Engineering Highly Fluorescent and Colloidally Stable Blue-Emitting CsPbBr3 Nanoplatelets Using Polysalt/PbBr2 Ligands

Abstract

Two-dimensional (2D) colloidal perovskite CsPbBr3 nanoplatelets (NPLs) have recently attracted attention as promising blue-emitting materials because of their large exciton binding energy and precisely controlled thickness. However, synthesizing NPLs that are homogeneous and highly fluorescent while exhibiting long-term stability has been challenging, which has limited the successful integration of such materials in optoelectronic devices (e.g., light-emitting devices). Herein, we introduce a strategy relying on surface ligand-engineering, using PbBr2-complexed polymers as coating ligands that impart morphological and colloidal stability while enhancing the photoluminescence quantum yield of perovskite NPLs. The polymers are salt-rich compounds that present several ammonium (or imidazolium) bromide anchoring groups and alkyl chains with different lengths as solubilizing blocks. The presence of quaternary ammonium salts facilitates the dissolution of PbBr2 in organic solutions, forming polysalt-[PbxBry]2x−y complexes. These complexes strongly interact with the NPLs and eliminate surface defects, compared to the as-grown materials, and improve their structural and morphological stability.

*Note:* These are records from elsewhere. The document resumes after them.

PR #2095, opened 2021-08-30
Remove BusinessView

mproch:


dswiecki (approved):
I've sent you two places to remove businessView in PM

PR #2098, opened 2021-08-31
Correct timestamps in test from file for Kafka sources

### LINKED ISSUE #2074: Tumbling window aggregation raises RuntimeException when default KafkaSource
**Describe the bug**
EDIT: Problem occurs for Test From File. Have not registered this error when a job is running and consuming real events.

A combination of basic KafkaSource with default timestampAssigner and with `StreamRecord.hasTimestamp == false` (e.g. staging -> kafka-json) and CustomTransformer with tumbling window aggregation (e.g. staging -> aggregate-tumbling) raises exception 
`java.lang.RuntimeException: Record has Long.MIN_VALUE timestamp (= no timestamp marker). Is the time characteristic set to 'ProcessingTime', or did you forget to call 'DataStream.assignTimestampsAndWatermarks(...)'?`

EDIT: problem occurs also for avro sources.

KafkaSource uses deprecated `BoundedOutOfOrderPreviousElementAssigner` when no other assigner is provided. Here when hasTimestamp == false the default prev timestamp is `Long.MIN_VALUE` (see also parameters of `TimestampsAndWatermarksOperator.processElement`). When `TumblingEventTimeWindows.assignWindows` is executed it checks if timestamp is equal to `Long.MIN_VALUE` and if so it raises the exception mentioned above.

**To Reproduce**
1.Configure scenario with components as described above. 

2.Run test from file.

Reproduced on staging.nussknacker.io

**Environment (please complete the following information):**
 - OS: [e.g. Ubuntu 18.04]
 - Nussknacker version 0.4.0
 - Browser type and version FF v92, Chrome v92

mproch:
Closes #2074

### DIFF
--- a/build.sbt
+++ b/build.sbt
@@ -756,7 +756,7 @@ lazy val flinkTestUtil = (project in engine("flink/test-util")).
         "org.apache.flink" % "flink-metrics-dropwizard" % flinkV
       )
     }
-  ).dependsOn(testUtil, queryableState, flinkUtil)
+  ).dependsOn(testUtil, queryableState, flinkUtil, interpreter)
 
 lazy val standaloneUtil = (project in engine("standalone/util")).
   settings(commonSettings).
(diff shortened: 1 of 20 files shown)


gskrobisz (approved):
LGTM

PR #2105, opened 2021-08-31
Handling Flink's job initializing state as a DURING_DEPLOY instead of…

arkadius:
… RUNNING


engine/flink/management/src/main/scala/pl/touk/nussknacker/engine/management/FlinkRestManager.scala
```diff
@@ -86,7 +86,9 @@ class FlinkRestManager(config: FlinkConfig, modelData: ModelData, mainClassName:
   //NOTE: Flink <1.10 compatibility - protected to make it easier to work with Flink 1.9, JobStatus changed package, so we use String in case class
   protected def mapJobStatus(overview: JobOverview): StateStatus = {
     toJobStatus(overview) match {
-      case JobStatus.RUNNING => FlinkStateStatus.Running
+      case JobStatus.RUNNING if overview.tasks.running == overview.tasks.total => FlinkStateStatus.Running
```
mproch, line 89: I think we should count also finished as running? Also, for batch jobs there may be quirks around scheduling tasks lazily

arkadius: I wonder what is the case for streaming that some task is finished? But "finished" also doesn't look like "during deploy" so maybe it is a good way to handle that - changed.
Regards to second one I've extracted protected methods which can be overridden in the same way as it was before change. Is it ok for now or sth need to be changed now in `PeriodicDeploymentManager`?

engine/flink/management/src/test/scala/pl/touk/nussknacker/engine/management/FlinkRestManagerSpec.scala
```diff
@@ -275,8 +275,8 @@ class FlinkRestManagerSpec extends FunSuite with Matchers with PatientScalaFutur
     val version = 15L
     val user = "user1"
 
-    statuses = List(JobOverview(jid, processName.value, 40L, 10L, JobStatus.FINISHED.name()),
-      JobOverview("1111", "p1", 35L, 30L, JobStatus.FINISHED.name()))
+    statuses = List(JobOverview(jid, processName.value, 40L, 10L, JobStatus.FINISHED.name(), baseTasksOverview().copy(finished = 1)),
```
mproch, line 278: maybe let's add more parameters (with defaults) to baseTasksOverview?

engine/flink/management/src/main/scala/pl/touk/nussknacker/engine/management/FlinkRestManager.scala
```diff
@@ -95,11 +96,19 @@ class FlinkRestManager(config: FlinkConfig, modelData: ModelData, mainClassName:
...
-      case JobStatus.INITIALIZING => FlinkStateStatus.DuringDeploy
     }
 
   }
 
+  protected def ensureTasksRunning(overview: JobOverview): Boolean = {
+    overview.tasks.running + overview.tasks.finished == overview.tasks.total
+  }
+
+  protected def isDuringDeploy(s: JobStatus): Boolean = {
```
mproch, line 110: canBeDuringDeploy? now it also returns true if job is running stably

engine/flink/management/src/it/scala/pl/touk/nussknacker/engine/management/streaming/FlinkStreamingDeploymentManagerSlotsCountSpec.scala
```diff
@@ -0,0 +1,68 @@
...
+      logger.debug(s"Checking if: $processId, have expected state status: $expectedStatus, current job status: $jobStatus, attempt: $attempt")
+
+      jobStatus.map(_.status.name) shouldBe Some(expectedStatus.name)
+      if (attempt != attempts - 1) {
+        Thread.sleep(checkInterval.toMillis)
+      }
+    }
+  }
+
+  private def cancel(processId: String): Unit = {
```
mproch, line 54: maybe we can extract it to StreamingDockerTest?

engine/flink/management/src/test/scala/pl/touk/nussknacker/engine/management/FlinkRestManagerSpec.scala
arkadius: changed

engine/flink/management/src/main/scala/pl/touk/nussknacker/engine/management/FlinkRestManager.scala
arkadius: changed

engine/flink/management/src/it/scala/pl/touk/nussknacker/engine/management/streaming/FlinkStreamingDeploymentManagerSlotsCountSpec.scala
arkadius: extracted

mproch (approved):

PR #2108, opened 2021-09-02
Enhance default ClassExtractionSettings

mproch:


engine/api/src/main/scala/pl/touk/nussknacker/engine/api/definition/ParameterEditor.scala
```diff
@@ -63,6 +63,10 @@ object PeriodParameterEditor {
   }
 }
 
+/* To use this editor you have to:
```
arkadius, line 66: Thanks :+1:

engine/flink/test-util/src/main/scala/pl/touk/nussknacker/engine/flink/test/ClassExtractionBaseTest.scala
```diff
@@ -0,0 +1,70 @@
...
+    val parsed =  parse(IOUtils.toString(getClass.getResourceAsStream(outputResource))).right.get
+    val decoded = decode(parsed)
+
+    //println(types.asJson.spaces2)
+    checkGeneratedClasses(types, decoded)
+  }
+
+  //We don't do 'types shouldBe decoded' to avoid unreadable messages
+  private def checkGeneratedClasses(types: Set[ClazzDefinition], decoded: Set[ClazzDefinition]): Unit = {
+    types.size shouldBe decoded.size
```
arkadius, line 33: IMO we shouldn't fail so fast. Consider case when one new class is added. It would be nice to see full details of added class. Maybe in case of some differences would be better to always print:
- recently added classes
- recently removed classes
- recently modified methods inside each modified class
WDYT?

mproch: :+1: , for methods I think 
`methods.keys shouldBe decodedMethods.keys` is sufficient

arkadius (approved):
Good job

PR #2110, opened 2021-09-02
Remove groups

mproch:


ui/server/src/main/scala/pl/touk/nussknacker/ui/validation/ProcessValidation.scala
```diff
@@ -154,15 +154,10 @@ class ProcessValidation(validators: ProcessingTypeDataProvider[ProcessValidator]
...
 
   private def validateDuplicates(displayable: DisplayableProcess): ValidationResult = {
-    val groupIds = displayable.metaData.additionalFields
-      .flatMap(a => a.cast[ProcessAdditionalFields])
-      .toList
-      .flatMap(_.groups)
-      .map(_.id)
     val nodeIds = displayable.nodes.map(_.id)
 
     //in theory it would be possible to have group named like one of nodes inside, but it's not worth complicating logic...
```
dswiecki, line 159: hmm it this comment still valid ? even more, can we have duplicates right now ?

ui/client/reducers/graph/reducer.ts
```diff
@@ -322,7 +283,7 @@ const reducer = mergeReducers(
     processToDisplay: {
       nodes,
       properties: {
-        additionalFields: {groups},
+        additionalFields: {},
```
dswiecki, line 286: is explicit setting additionalFields still required ?

dswiecki (approved):

ui/server/src/main/scala/pl/touk/nussknacker/ui/validation/ProcessValidation.scala
mproch: :+1: comment is not valid, but we can have duplicates defined in FE

ui/client/reducers/graph/reducer.ts
mproch: I'd leave it for next refactor....

PR #2133, opened 2021-09-06
Hide SQL Variable from generic model

mproch:


engine/flink/generic/src/main/resources/defaultModelConfig.conf
```diff
@@ -55,5 +55,12 @@
     previousValue: {
       docsUrl: "https://nussknacker.io/designingProcesses/FlinkCustomTransformers.html#previousvalue"
     }
+    #SQL variable is not documented and ready for wide usage, so we hide it from UI
+    sqlVariable {
+      category: hidden
```
arkadius, line 60: How someone will be able to unhide it? By overriding category with "base"? Can you write it down in comment? Also maybe we should add a note in migrationguide?

mproch: :+1: I added comment & entry in guide

arkadius (approved):

PR #2689, opened 2021-12-27
EmbeddedDeploymentManager: handling scenario incompatible with compon…

arkadius:


engine/lite/embeddedDeploymentManager/src/main/scala/pl/touk/nussknacker/streaming/embedded/EmbeddedDeploymentManager.scala
```diff
@@ -88,26 +88,30 @@ class EmbeddedDeploymentManager(modelData: ModelData, engineConfig: Config,
 
   private def deployScenario(processVersion: ProcessVersion, deploymentData: DeploymentData, parsedResolvedScenario: EspProcess) = {
     val jobData = JobData(parsedResolvedScenario.metaData, processVersion, deploymentData)
-    val interpreter = new KafkaTransactionalScenarioInterpreter(parsedResolvedScenario, jobData, modelData, contextPreparer)
-    val result = interpreter.run()
-    result.onComplete {
-      case Failure(exception) => handleUnexpectedError(processVersion, exception)
-      case Success(_) => //closed without problems
+    val interpreterTry = Try {
```
mproch, line 91: I wonder if we want to handle all errors in this way? And I wonder if we should do it only during starting? Now if sth is wrong with the scenario, we fail deployment and we assume 'it didn't happen'. Now deployment will succeed, but the scenario will be in some failed state.

arkadius: 1. all errors: probable no. In some situations probable would be better to not handle failures and make whole designer blow up, but in the other hand, I think that number of situations of failures when error should be isolated to scenario scope is greater then the only problem, when scenario is incompatible. I would recommend to catch all exceptions and when we consider that it was catched too much, we could add some exceptions to this rule
2. only during starting: I think that we should have consistent behavior for both failures during starting and during deployment, and yes - I know that this change will modify also case of failures during handling deploy button, but for now I can't see any danger in it. Do you see some? Can you specify some test case that should be ended be handling failure in the old way?

mproch: ad 1. oook...
ad 2. no particular test case, but I think it's better to tell the user it's not ok immediately, rather than say 'Scenario was deployed' if we know it's not... But if you want we can leave it as it is...

arkadius: Ad 2. ok, got it, I will throw immediately for  deploy triggered by the button

arkadius: fixed

mproch: thx

mproch (approved):
:+1:

mproch (approved):

PR #2690, opened 2021-12-27
Streaming-lite scenario metadata

arkadius:


api/src/main/scala/pl/touk/nussknacker/engine/api/MetaData.scala
```diff
@@ -46,16 +46,31 @@ sealed trait ScenarioSpecificData extends TypeSpecificData
...
+
+}
+
+case class LiteStreamMetaData(parallelism: Option[Int] = None) extends BaseStreamMetaData[LiteStreamMetaData] {
+
+  override def withParallelism(newParallelism: Option[Int]): LiteStreamMetaData = copy(parallelism = newParallelism)
+
+}
+
+sealed trait BaseStreamMetaData[T <: BaseStreamMetaData[T]] extends ScenarioSpecificData {
```
mproch, line 70: I wonder if we benefit from this trait (except for easier builder). Maybe for lite we won't have parallelism but sth else in the end?

arkadius: I don't see too many. One that I have in mind is that if we want to have similar expression of using streaming and streaming-lite, we should try to have consistent options for them. So if we will change the way how those number of workers is determined in streaming-lite, we should think about similar change in streaming. But we can do it also without type checking ... so I removed this parent class.

mproch (approved):
:+1: I wonder if we need MigrationGuide for this? Also, rebase pls

PR #2694, opened 2021-12-29
Ability to provide custom ConversionService for SpelExpressions

arkadius:


interpreter/src/main/scala/pl/touk/nussknacker/engine/spel/SpelExpression.scala
```diff
@@ -212,7 +209,8 @@ object SpelExpressionParser extends LazyLogging {
               typeDefinitionSet: TypeDefinitionSet,
               methodExecutionForUnknownAllowed: Boolean,
               dynamicPropertyAccessAllowed: Boolean,
-              spelExpressionExcludeList: SpelExpressionExcludeList)
+              spelExpressionExcludeList: SpelExpressionExcludeList,
+              conversionService: ConversionService = DefaultSpelConversionsProvider.getConversionService)
```
mproch, line 213: I wonder if we should provide default value here? It may happen that we're using this method in > 1 place?

interpreter/src/main/scala/pl/touk/nussknacker/engine/spel/internal/DefaultSpelConversionsProvider.scala
```diff
@@ -16,9 +16,11 @@ import java.util.{Currency, Locale, UUID}
   * is lack of conversions between String and java time API (ZoneId, ZoneOffset, etc.), it has only support for legacy
   * java Date/Calendar API
   */
-object NuConversionServiceFactory {
+object DefaultSpelConversionsProvider extends DefaultSpelConversionsProvider
 
-  def prepareConversionService: ConversionService = {
+class DefaultSpelConversionsProvider extends SpelConversionsProvider {
```
mproch, line 21: Do we need both class and object? If they are not loaded via ServiceLoader?

arkadius: It is in case if someone would like to extends this class and add some additional covnersions

mproch (approved):

PR #2700, opened 2021-12-30
Closing interpreter after exception during open - moved compilation f…

arkadius:


arkadius:
closing in favour of #2701

PR #2701, opened 2021-12-30
Closing interpreter after exception during open - moved compilation f…

arkadius:


engine/lite/runtime/src/main/scala/pl/touk/nussknacker/engine/lite/metrics/SourceMetrics.scala
```diff
@@ -7,11 +7,14 @@ import pl.touk.nussknacker.engine.util.metrics.common.OneSourceMetrics
...
 @ThreadSafe
-class SourceMetrics(metricsProvider: MetricsProviderForScenario,
-                    sourceIds: Iterable[SourceId]) {
+class SourceMetrics(sourceIds: Iterable[SourceId]) {
 
   private val sourceMetrics = sourceIds.map(sourceId =>
-    sourceId -> new OneSourceMetrics(metricsProvider, sourceId.value)).toMap
+    sourceId -> new OneSourceMetrics(sourceId.value)).toMap
+
+  def registerOwnMetrics(metricsProvider: MetricsProviderForScenario): Unit = {
```
mproch, line 15: I wonder, maybe it would be simpler to initialize sourceMetrics map in this method? And leave OneSourceMetrics as it is?

mproch (approved):
:+1: Good job debugging this stuff ;)

PR #2702, opened 2022-01-03
[FIX] KafkaSourceFactory compilation fix (for errors)

gadomsky:


mproch (approved):
Do you think we can have a test for that somewhere?

gadomsky:
> Do you think we can have a test for that somewhere?

of course :) I was just checking if any test will fail after this change. And it did.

This strategy has yielded high-quality blue-emitting NPLs that maintain color purity (with narrow profiles at ∼460 nm) with photoluminescence quantum yield (PLQY) up to 80%. Additionally, significantly enhanced long-term stability of the nanoplatelets under several challenging conditions, including UV irradiation and highly diluted conditions, has been achieved.